Data
PR #2728, opened 2023-04-12
Remove unneeded space in notification banner documentation

matteason:
Very minor fix - just corrects an unnecessary space in `role="region"` ([It's valid](https://stackoverflow.com/questions/7064095/spaces-between-html-attributes-and-values), just inconsistent with the other examples)


davidc-gds (approved):
As someone who knows a pretty good deal about ARIA, I feel qualified enough to review this, to move it along 🧐 

Looks good to me, and great catch!

PR #2733, opened 2023-04-14
Tag component: updated guidance 

frankieroberto:
This updates the Tag component guidance to reflect [design changes made](https://github.com/alphagov/govuk-frontend/pull/3502):

Changes made:

* removes the guidance about not mixing "solid colours" and "tints", as all the tags use lighter background colours now
* added some content to the Research section about why the design changes were made
* adds the new "light blue" tag colour to the example showing all the colour options

➡️ [Preview of the changes](https://deploy-preview-2733--govuk-design-system-preview.netlify.app/components/tag/)

### DIFF
--- a/src/components/tag/all-colours/index.njk
+++ b/src/components/tag/all-colours/index.njk
@@ -62,10 +62,10 @@ layout: layout-example.njk
         <code> govuk-tag--light-blue </code>
       </td>
       <td class="govuk-table__cell">
-        {{govukTag({
+        {{ govukTag({
           text: "In progress",
           classes: "govuk-tag--light-blue"
-        })}}
+        }) }}
       </td>
     </tr>
     <tr class="govuk-table__row">
--- a/src/components/tag/all-colours/index.njk
+++ b/src/components/tag/all-colours/index.njk
@@ -59,6 +59,17 @@ layout: layout-example.njk
     </tr>
     <tr class="govuk-table__row">
       <td class="govuk-table__cell">
+        <code> govuk-tag--light-blue </code>
+      </td>
+      <td class="govuk-table__cell">
+        {{govukTag({
+          text: "In progress",
+          classes: "govuk-tag--light-blue"
+        })}}
+      </td>
+    </tr>
+    <tr class="govuk-table__row">
+      <td class="govuk-table__cell">
         <code> govuk-tag--purple </code>
       </td>
       <td class="govuk-table__cell">
--- a/src/components/tag/index.md
+++ b/src/components/tag/index.md
@@ -45,11 +45,9 @@ You can use colour to help distinguish between different tags – or to help dra
 
 [Do not use colour alone to convey information](https://www.w3.org/WAI/WCAG21/Understanding/use-of-color.html) because it’s not accessible. If you use the same tag in more than one place, make sure you keep the colour consistent.
 
-Because tags with solid colours tend to stand out more, it’s usually best to avoid mixing solid colours and tints: use one or the other. This matters less if you’re only using two colours. For example, it's okay to use the tint `govuk-tag--grey` and solid blue tags together if you only need two statuses.
-
 ### Additional colours
 
-If you need more tag colours, you can use the following tints.
+If you need more tag colours, you can use the following colours.
 
 {{ example({ group: "components", item: "tag", example: "all-colours", html: true, nunjucks: true, open: false }) }}
 
@@ -59,3 +57,7 @@ The Department for Education contributed the coloured tags. They’re being used
 
 - apply for teacher training (used by citizens)
 - manage teacher training applications (used by teacher training providers)
+
+The tag component previously used uppercase bold text for the tags. This was changed as some research has shown that uppercase text can be harder to read, particularly for longer tag text.
+
+The tag component previously used white text on a dark coloured background. Research from multiple teams found that some users perceived these as buttons and tried to click on them. The design was changed to try and avoid this, by using a lighter background colour and darker text.


owenatgov:
Whilst we can't make these docs changes until 5.0 is merged, we _can_ capitalise the content examples now in anticipation of the new design. @36degrees has thrown something together here https://github.com/alphagov/govuk-design-system/pull/2809 which, when merged and this PR is rebased, should mean this PR is only handing guidance content changes.

colinrotherham:
Hi @frankieroberto, would you mind rebasing this PR against [`support/5.x`](https://github.com/alphagov/govuk-design-system/tree/support/5.x)?

In preparation for pre-releasing `govuk-frontend@5` we'd like to start previewing together all the GOV.UK Design System website changes that otherwise can't go into [`main`](https://github.com/alphagov/govuk-design-system/tree/main) yet whilst it's on `govuk-frontend@4`

Thanks

src/components/tag/all-colours/index.njk
```diff
@@ -57,6 +57,17 @@ layout: layout-example.njk
...
     </tr>
+    <tr class="govuk-table__row">
+      <td class="govuk-table__cell">
+        <code> govuk-tag--light-blue </code>
+      </td>
+      <td class="govuk-table__cell">
+        {{govukTag({
+          text: "In progress",
+          classes: "govuk-tag--light-blue"
+        })}}
```
colinrotherham, line 68:
```suggestion
        {{ govukTag({
          text: "In progress",
          classes: "govuk-tag--light-blue"
        }) }}
```

colinrotherham:
@stevenjmesser Think it's still in review waiting for a content check?

Got the most minor of minor code tweaks then we can merge it into the v5 preview site

stevenjmesser:
OK, thanks for letting me know. Like other task list PRs, there's low capacity for doing anything on this until Design System Day is out of the way – although I suspect the co-design group could give it a review. Provided it's broadly in line with the way we write content on the design system website, it should be fine. Is there anything special we're looking for Design System content designers to do or add?

stevenjmesser (commented):
It's worth adding any known research gaps (or where we need more evidence) to the 'Research on this component' section, so that other teams know the gaps and can add value by contributing evidence.

frankieroberto:
@stevenjmesser I don’t think we know of any known gaps (but there might be unknown gaps)?  

What do you think of the content added to the Research section to explain why the design was changed based on research?

I don’t think the Design System website explained design changes before - there’s nothing on the [Accordion page](https://design-system.service.gov.uk/components/accordion/) to explain why that was changed - but it feels important to include it here, as the tag component is so well used (eg in the beta banner on nearly every service!)

stevenjmesser:
@frankieroberto That content looks grand, thanks for adding it!

stevenjmesser (approved):
I’ve checked this and there are no glaringly obvious problems. It’s well written content in the style of our guidance.

colinrotherham (approved):
Nice, let's get it merged 🙌

(Confirming too that this is going into the v5 preview)

steve-oconnor:
@frankieroberto Finally, my 2 cents ...

> Task list pages help users understand:

It’s a pattern, not a page and pages are listed separately. Might better to say “The task list pattern helps users understand:”


> the tasks involved in completing a transaction

Should it say "transaction"? We talk about transactional vs non-transactional services, and a lot of people take the wording on these pages literally.

How about "the tasks involved in completing a process"


> the order they should complete tasks in

“the order in which they should complete tasks”


> when they’ve completed tasks

“when tasks have been completed” “They” might not have completed the tasks, they might be checking someone else has.


> Task list pages use a [Task list component](https://deploy-preview-1994--govuk-design-system-preview.netlify.app/components/task-list) for each group of tasks on the page.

Assigned task
Reproduce word for word the material above, starting with the line that has "Remove unneeded space" and stopping after the line that has "changes were made".

Problem solution
Remove unneeded space in notification banner documentation

matteason:
Very minor fix - just corrects an unnecessary space in `role="region"` ([It's valid](https://stackoverflow.com/questions/7064095/spaces-between-html-attributes-and-values), just inconsistent with the other examples)


davidc-gds (approved):
As someone who knows a pretty good deal about ARIA, I feel qualified enough to review this, to move it along 🧐 

Looks good to me, and great catch!

PR #2733, opened 2023-04-14
Tag component: updated guidance 

frankieroberto:
This updates the Tag component guidance to reflect [design changes made](https://github.com/alphagov/govuk-frontend/pull/3502):

Changes made:

* removes the guidance about not mixing "solid colours" and "tints", as all the tags use lighter background colours now
* added some content to the Research section about why the design changes were made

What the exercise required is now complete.